◆ **Task instructions**: Below are some records. Copy every line in them that holds "clippy".

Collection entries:
-------------------------

PR #697, opened 2026-09-04
Add a native Relay-BP kernel to pecos-bp with dense-reference and external-parity oracles

ciaranra:
## Summary

Adds a native Relay-BP decoder kernel to `pecos-bp` (stacked on #678). Relay-BP is memory belief propagation run in warm-started legs with per-variable signed memory strengths (Müller et al., arXiv:2506.01779); it is the BP variant the staged qLDPC decoders of arXiv:2607.28795 are built from. PECOS previously reached this algorithm only through the external `relay-bp` crate, which returns one best result per decode, seeds one RNG across all decodes, and checks convergence on every row. The native kernel exposes per-leg outcomes, decodes each shot as a pure function of `(graph, config, syndrome, shot_seed)`, and supports both flooding and check-serial schedules.

The external crate stays as a test oracle only (a dev-dependency of `pecos-bp`). Retiring `pecos-relay-bp` and repointing the `relay_bp` / `min_sum_bp` decoder specs is a follow-up.

## Changes

- `crates/pecos-bp/src/relay.rs`: `RelayBp`, `RelayConfig`, `RelayOutcome`, `LegOutcome`, `Schedule`. Leg 0 with scalar `gamma0`, then up to `num_legs` relayed legs with per-variable gamma drawn from `gamma_range` (or `explicit_gammas`), messages reset per leg, posterior warm-started, early stop on a satisfied syndrome, minimum signed prior-LLR cost among converged legs. Seeds are avalanched from `(shot_seed, leg)` before `PecosRng`. Degree-1 checks send a message of certainty magnitude `LLR_SATURATION` (the same 30 that priors are clamped to) instead of an infinity; a non-finite posterior is an `InternalError`; non-binary syndromes and inconsistent configs are rejected before any state mutation.
- `crates/pecos-bp/src/min_sum.rs`: `LLR_SATURATION` named and re-exported; numerics unchanged (the bitwise promotion fixtures pass).
- `crates/pecos-relay-bp`: `explicit_gammas` pass-through for the oracle, with the external crate's set indexing (from 1) compensated so row 0 is the first relay leg; non-finite gammas and invalid intervals rejected before the external `Uniform` can panic.
- Root `Cargo.toml`: `opt-level = 2` in the dev profile for `pecos-bp`, `pecos-relay-bp`, and `relay-bp` (existing workspace pattern); the parity suite went from 454 s serial to 16 s.

## Tests

- `tests/relay_reference.rs`: a deliberately naive dense reference implementation is the normative algorithm. The sparse kernel must match it bit for bit on five toy graphs: both schedules, with and without memory, four relayed legs with cycling explicit gammas, early stop mid-leg, minimum-cost selection with priors above 0.5, a fired degree-1 check with gamma 0 / 0.1 / -0.24, decode-order independence, `gamma_range` honoured, and config validation.
- `tests/relay_parity.rs` against the external crate on the [[144,12,12]] gross-code circuit-level DEM converted exactly from its own test data (`tests/data`, provenance in the README there): leg-0 per-shot comparison across budgets 2/4/8/16 (mixed regime at 8: 9/100 converge on both sides, flags agree 100/100, corrections identical), one and two shared explicit gamma rows over relayed legs (62/100 both sides, 62/62 identical corrections), independent random gammas in aggregate (71 vs 72), and the full operating point as a smoke test (100/100, 0 logical errors, both sides).
- Unit tests in `relay.rs` for saturated degree-1 messages, non-finite posterior rejection, span validation, syndrome validation, seed-stream independence across legs and shots, and signed-cost selection.

## Verification

- `cargo test -p pecos-bp -p pecos-relay-bp`: all pass (8 unit, 4 promotion, 12 reference, 5 parity; 22 + 37 + 2 in the wrapper).
- `cargo clippy --locked --workspace --all-targets -- -D warnings` with and without `--all-features`: clean.
- `pre-commit run --all-files`: pass.
- Two independent adversarial reviews of the kernel and oracles were run; every finding was either fixed (infinite degree-1 messages, seed lattice correlation, oracle sampler bug, smoke-only parity, wrapper row order, non-finite gamma forwarding, bias overflow on iteration 1, unsigned cost) or refuted with the reasoning recorded in the design note.


ciaranra:
Closed the coverage gaps from an independent adversarial review. **The Relay-BP algorithm itself is unchanged** -- the review checked its algebra against upstream `relay-bp` 0.2.2 and could not break it, and confirmed the test fixtures are genuinely independent (upstream's own shipped data, verified by exact float compare). Every change here is about tests that could not fail.

**`Schedule::CheckSerial` now has an independent oracle.** New `crates/pecos-bp/tests/relay_exact.rs` exhaustively enumerates all error patterns on a small Tanner tree and minimises raw negative log probability -- it shares no BP expressions with the kernel, so unlike `relay_reference.rs` it can catch a shared misunderstanding. This was the top finding: deleting the self-exclusion term from `update_variable_serial` (the textbook BP double-counting bug) previously survived every test except a transliteration of the kernel's own algebra.

Verified independently rather than taken on report: applying that mutation now fails `check_serial_matches_exhaustive_minimum_weight_decoding`, and the tree was restored and re-confirmed green afterwards.

**Vacuous coverage removed.** Pre-iteration budgets 2 and 4 had both decoders converging 0/100, so their assertions reduced to `100 >= 98` and `0 >= 0`. Dropped; the remaining budgets 8 and 16 must now each be non-degenerate rather than the guard being satisfied globally. `full_operating_point_smoke` now requires the observed 100/100 instead of `>= 80` with slack.

**The leg-zero parity config is corrected** to `num_sets(0)`, with an added guard that the external decoder ran no relay leg. `PreIter` only short-circuits when leg 0 succeeds, so `num_sets(1)` did not mean what its docstring claimed.

**The unverifiable seed mixing is gone.** The golden-ratio multiply plus murmur3 finalizer in `leg_seed` could be replaced by a plain XOR without any test noticing, and `PecosRng::seed_from_u64` already SplitMix64-expands its input. Deleted rather than papered over with a stronger test for machinery that earns nothing.

**The five intentional divergences from upstream are now pinned by explicit tests** -- degree-1 message magnitude, hard decision at exactly zero, `-0.0` sign handling, which leg's decision a failed decode returns, and the clamped correction weight -- so they are asserted behaviour rather than incidental.

`RelayOutcome::weight` is now `Option<f64>`, absent on failure, so a weight describing a correction that does not satisfy the syndrome is structurally unrepresentable rather than documented. `num_legs == usize::MAX` is rejected, matching how every other loop bound in the file is validated.

One correction to the review worth recording: its `p=9.4e-14` example sits just above the saturation threshold (about 9.3576e-14) and yields LLR 29.995, so it is in fact distinguishable. The test uses `p=9.3e-14`, which exercises the intended behaviour.

Verified: `cargo test -p pecos-bp` green in both debug and release, cold `cargo clippy -p pecos-bp --all-targets --all-features -- -D warnings` exit 0, `cargo fmt --all -- --check` clean.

-------------------------

◆ **Task response**:
- `cargo clippy --locked --workspace --all-targets -- -D warnings` with and without `--all-features`: clean.
Verified: `cargo test -p pecos-bp` green in both debug and release, cold `cargo clippy -p pecos-bp --all-targets --all-features -- -D warnings` exit 0, `cargo fmt --all -- --check` clean.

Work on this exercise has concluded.